WHAT IS REQUIRED:
Lines containing the word "asciidoc" are the ones to copy from the records below.

INPUT FOR THIS TASK:
PR #442, opened 2018-07-11
perf: don't patch newer versions of mimic-response

watson:
Version 1.0.1 of mimic-response have just been released with the following fix:

https://github.com/sindresorhus/mimic-response/pull/1

This fix makes our own patch redundant, so it's no longer necessary for us to patch this or newer versions. We should still continue to patch version 1.0.0 however.

### DIFF
--- a/lib/instrumentation/modules/mimic-response.js
+++ b/lib/instrumentation/modules/mimic-response.js
@@ -1,9 +1,16 @@
 'use strict'
 
+var semver = require('semver')
+
 var shimmer = require('../shimmer')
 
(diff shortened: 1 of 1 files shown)


watson:
I guess one could argue that we shouldn't patch version 1.0.0 at all now that 1.0.1 is out as we normally don't patch other peoples modules just because they contain bugs. But on the other hand, this bug actually ment that users apps would crash because of the agent, so in that case I think we can make an exception. This is also why I think it's in our interest to keep mimic-response in our TAV test matrix in case new versions of the module reintroduces the issue.

PR #449, opened 2018-07-17
docs: remove reference to Node 10 incompatibility

### LINKED ISSUE #448: Status for Node 10 ?
The Compatibility Overview says that node v10.x is buggy and not supported. There is a reference to an issue in the node repo, but that issues seems to be closed.

Are we tracking it?, and is node v10.x still not supported?

watson:
The bug in V8 that meant we couldn't instrument Node 10 was fixed and Node 10.4.0 shipped with a newer version of V8.

This is the original bug report in Node: https://github.com/nodejs/node/issues/20516
This is the PR that fixed it in Node: https://github.com/nodejs/node/pull/19989

Closes #448

### DIFF
--- a/test/instrumentation/modules/hapi.js
+++ b/test/instrumentation/modules/hapi.js
@@ -13,8 +13,8 @@ var semver = require('semver')
 // hapi 17+ requires Node.js 8.9.0 or higher
 if (semver.lt(process.version, '8.9.0') && semver.gte(pkg.version, '17.0.0')) process.exit()
 
-// hapi does not work on early versions of Node.js 10 because of https://github.com/nodejs/node/issues/20516
-if (semver.satisfies(process.version, '>=10.0.0-rc <10.4.0')) process.exit()
+// hapi does not work on Node.js 10 because of https://github.com/nodejs/node/issues/20516
+if (semver.gte(process.version, '10.0.0-rc')) process.exit()
 
 var http = require('http')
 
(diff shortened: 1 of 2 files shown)


test/instrumentation/modules/hapi.js
```diff
@@ -13,9 +13,6 @@ var semver = require('semver')
 // hapi 17+ requires Node.js 8.9.0 or higher
 if (semver.lt(process.version, '8.9.0') && semver.gte(pkg.version, '17.0.0')) process.exit()
 
-// hapi does not work on Node.js 10 because of https://github.com/nodejs/node/issues/20516
-if (semver.gte(process.version, '10.0.0-rc')) process.exit()
```
Qard: Rather than fully removing this, can we change it to a range to indicate that certain early versions of 10.x _are_ broken?

watson: Good idea. Fixed

Qard:
Looks like the tests are failing on 10.x. 🤔

watson:
I think it's "just" hapi behaving different under Node 10 for some reason. As far as I can see hapi is emitting some tags now that it wasn't doing under Node 9 when running our tests. Those are caught as errors and that causes our tests to fail. At least that's what I get from looking at the first failure. The other failures might be different.

I will have to look into if this is expected behavior and if so update the tests to expect it. This can take a while unfortunately.

watson:
I'll merge this even though Jenkins is acting up. It's unrelated.

PR #462, opened 2018-07-20
feat(agent): add currentTransaction getter

### LINKED ISSUE #436: Add API to get current transaction
Today it's only possible to get the current transaction if you start it your self using [`agent.startTransaction()`](https://www.elastic.co/guide/en/apm/agent/nodejs/current/agent-api.html#apm-start-transaction). But transactions started automatically by the agent it self (because of an incoming HTTP request) aren't accessible to the user.

Normally the user doesn't need access to these transactions, so it has never been an issue. But in case the user wants to for instance access the current transaction ID for logging purposes, this would be impossible.

I therefore suggest we add an API to make this possible.

It could either be a function:

```js
agent.currentTransaction()
```

Or simply a getter created using `Object.defineProperty`:

```js
agent.currentTransaction
```

The user should still take care to guard against `null` values as there might not always be a current transaction.

Qard:
Fixes #436 

### Checklist

- [x] Implement code
- [x] Add tests
- [x] Update documentation

### DIFF
--- a/docs/agent-api.asciidoc
+++ b/docs/agent-api.asciidoc
@@ -1032,6 +1032,20 @@ Alternatively you can call <<transaction-end,`end()`>> directly on an active tra
 
 A value may be provided to set as a result.
 
+[[apm-current-transaction]]
+==== `apm.currentTransaction`
+
+[[source,js]]
+----
+var transaction = apm.currentTransaction
+----
+
+Get the currently active transaction,
+if used within the context of a transaction.
+
+NOTE: If there's no active transaction available,
+`null` will be returned.
+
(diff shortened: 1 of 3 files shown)


watson:
I'm always in two minds about these getters (and setters). With a function call you know that it involves computation, but with a getter, you think that it's just a property and the cost of getting its value it is "zero".

What's the reason you went with a getter in this case?

watson:
I like that way of thinking of it. What do you think of rewording the documentation to not use "function language"? E.g. currently you say that it "returns" something and that "if executed" it does something.

Qard:
Fixed.

PR #465, opened 2018-07-23
feat: support APM Server intake API version 2

### LINKED ISSUE #356: Intake Protocol V2 POC
POC using the new Intake Protocol V2 from https://github.com/elastic/apm-server/pull/930

watson:
Closes elastic/apm-agent-nodejs#356

### Checklist

- [x] Implement code
- [x] Add tests
- [x] Fix TAV tests


watson:
This PR should technically be ready for testing with the POC. The checklist above is meant for making it production ready

roncohen:
would be great to get some benchmarks to see if this implementation is better, for example from a  memory usage perspective.

lib/agent.js
```diff
@@ -281,8 +306,24 @@ Agent.prototype.captureError = function (err, opts, cb) {
...
+
+    truncate.error(error, agent._conf)
+
+    agent.logger.info(`Sending error ${id} to Elastic APM`)
+    if (agent._apmServer) {
+      agent._apmServer.sendError(error, function () {
+        agent._apmServer.flush(cb)
+      })
+    } else {
+      process.nextTick(cb)
```
Qard: Can you log something here so we can tell when someone tries to send something without `_apmServer` set?

lib/agent.js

RESPONSE TO THIS TASK:
--- a/docs/agent-api.asciidoc
+++ b/docs/agent-api.asciidoc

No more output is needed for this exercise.